**The problem**
Lines before the one containing "The import/export context, writer, and" are excluded; reproduce that line and all lines after it in the entries below, exactly.

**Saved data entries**

****************

PR #3217, opened 2022-04-03
Refactor import/export context and writer hierarchies

labkey-adam:
#### Rationale
The import/export context, writer, and importer hierarchies have some confusingly named interfaces and classes, and they're harder to implement than needed

#### Changes
- Rename a few import/export classes to better reflect their use. For example, `ImportContext` is implemented by both import and export contexts, so rename to `ImportExportContext`
- Add a default implementation for `FolderImporter.postProcess()` since only a few non-trivial overrides exist
- Now that we're no longer passing folder and study contexts to the same importer methods (except for one case: `AbstractDataStateImporter`), replace most usages of `ImportExportContext<FolderDocument.Folder>` with `FolderExportContext` or `FolderImportContext`, as appropriate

****************

**Task response**
The import/export context, writer, and importer hierarchies have some confusingly named interfaces and classes, and they're harder to implement than needed

#### Changes
- Rename a few import/export classes to better reflect their use. For example, `ImportContext` is implemented by both import and export contexts, so rename to `ImportExportContext`
- Add a default implementation for `FolderImporter.postProcess()` since only a few non-trivial overrides exist
- Now that we're no longer passing folder and study contexts to the same importer methods (except for one case: `AbstractDataStateImporter`), replace most usages of `ImportExportContext<FolderDocument.Folder>` with `FolderExportContext` or `FolderImportContext`, as appropriate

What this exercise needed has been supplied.